Issue #11642, opened 2026-07-14
DEP: Rewrite Dynamo custom resources to v1beta1 storage


carlory:
## Summary

Dynamo now automatically migrates existing custom resources to each CRD's current storage version when the cluster-wide Operator starts. The implementation landed in [#11904](https://github.com/ai-dynamo/dynamo/pull/11904).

------------------------------------------------

— What you have to do —
Would you reproduce the material above exactly as it reads?

— Result below —
Issue #11642, opened 2026-07-14
DEP: Rewrite Dynamo custom resources to v1beta1 storage


carlory:
## Summary

Dynamo now automatically migrates existing custom resources to each CRD's current storage version when the cluster-wide Operator starts. The implementation landed in [#11904](https://github.com/ai-dynamo/dynamo/pull/11904).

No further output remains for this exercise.